Romney mentions that Trump has established some good policies for America, including the appointment of conservative judges, cracking down on China's trade practices and criminal justice reform.

"These are policies mainstream Republicans have promoted for years. But policies and appointments are only a part of a presidency," Romney said.

Romney writes that America has been looked to across the world for leadership and at a time when many European allies are experiencing "political upheaval" that leadership is more important than ever.

"Trump’s words and actions have caused dismay around the world. In a 2016 Pew Research Center poll, 84 percent of people in Germany, Britain, France, Canada and Sweden believed the American president would “do the right thing in world affairs.” One year later, that number had fallen to 16 percent," Romney said.

The senator goes on to say that in order to be a political leader on the world stage, politics in the United States must first be repaired. He also calls on Trump to "inspire and unite us."

"It includes political parties promoting policies that strengthen us rather than promote tribalism by exploiting fear and resentment. Our leaders must defend our vital institutions despite their inevitable failings: a free press, the rule of law, strong churches, and responsible corporations and unions, Romney said.

"The world needs American leadership, and it is in America’s interest to provide it.
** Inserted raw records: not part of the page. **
PR #229, opened 2022-06-03
Fix noise and deprecation warnings when running specs

gsmendoza:
Fixes three messages that appear when running the specs:

* Unexpected inner loop exception: unknown keyword: type.
* `price_for` is deprecated and will be removed.
* `rendered_component` is deprecated and will be removed in v3.0.0.

### DIFF
--- a/template.rb
+++ b/template.rb
@@ -57,7 +57,7 @@ end
 def add_spec_gems
   gem_group :development, :test do
     gem 'rspec-rails'
-    gem 'apparition', '~> 0.6.0'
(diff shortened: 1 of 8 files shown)


gsmendoza:
@waiting-for-dev I'll update this PR to use `page` instead. From https://github.com/github/view_component/pull/1380/files#diff-d66a35a69a27f26d54c6db1034c0a6b61e5df8df60e12c7030d97fe28faae9e2R37-R38:

```
        "`rendered_component` is deprecated and will be removed in v3.0.0. " \
        "Use `page` instead."
```

PR #231, opened 2022-07-18
Use `spree_current_user` instead of `try_spree_current_user`

gsmendoza:
## Description

This fixes SolidusStarterFrontend after the changes in
https://github.com/solidusio/solidus/pull/3923 (Deprecate
`try_spree_current_user`).

The change reveals some incorrect expections in the checkout specs. Please see the commit messages for details.

## Types of changes

- N/A - New feature (non-breaking change which adds functionality)
- N/A - Breaking change (fix or feature that would cause existing functionality to not work as expected)

## Checklist:

- N/A - My change requires a change to the documentation.
- N/A - I have updated the documentation accordingly.

### DIFF
--- a/templates/spec/system/checkout_spec.rb
+++ b/templates/spec/system/checkout_spec.rb
@@ -103,8 +103,8 @@ RSpec.describe 'Checkout', type: :system, inaccessible: true do
 
       before do
         allow_any_instance_of(Spree::CheckoutController).to receive_messages(current_order: order)
-        allow_any_instance_of(Spree::CheckoutController).to receive_messages(try_spree_current_user: user)
-        allow_any_instance_of(Spree::OrdersController).to receive_messages(try_spree_current_user: user)
+        allow_any_instance_of(Spree::CheckoutController).to receive_messages(spree_current_user: user)
+        allow_any_instance_of(Spree::OrdersController).to receive_messages(spree_current_user: user)
 
         add_mug_to_cart
         click_button "Checkout"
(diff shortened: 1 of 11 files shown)


templates/spec/system/checkout_spec.rb
```diff
@@ -364,7 +364,7 @@
       click_on "Place Order"
 
       order = Spree::Order.last
-      expect(page).to have_current_path(spree.token_order_path(order, order.guest_token))
+      expect(page).to have_current_path(spree.order_path(order))
```
gsmendoza, line 367: From the commit message:

Expected behavior for the specs
----------------------------------

Given I am signed in
And I am checking out an order
When I finalize the order (click on "Place Order")
Then I should be redirected to the order path

Actual behavior of the broken specs
-----------------------------------

I'm redirected to the guest order path.

Cause
-----

`Spree::CheckoutController#completion_route` uses `spree_current_user`
to determine the order completion route, which is the order path if
there is a current user, and the guest order path if there is none.
However, the specs were previously stubbing only
`try_spree_current_user` and not `spree_current_user`. As a result, the
specs was redirecting incorrectly to the guest order path.

Solution
--------

The spec bugs were revealed in the previous commit, where all
`try_spree_current_user` references were changed to
`spree_current_user`. This commit fixes the expected order paths for the
specs.

waiting-for-dev (approved):
Thanks, @gsmendoza!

A world led by authoritarian regimes is a world — and an America — with less prosperity, less freedom, less peace."

Romney frequently criticized Trump in the run-up to the 2016 election, and has remained vocal about his discontent with some of the president's behavior and policies since Trump entered the White House.

In response to the op-ed, Trump's 2020 campaign manager Brad Parscale responded on Twitter, writing, "The truth is @MittRomney lacked the ability to save this nation. @realDonaldTrump has saved it. Jealously is a drink best served warm and Romney just proved it. So sad, I wish everyone had the courage @realDonaldTrump had.”

Romney served as the governor of Massachusetts from 2003 to 2007 and was the Republican nominee for president in 2012.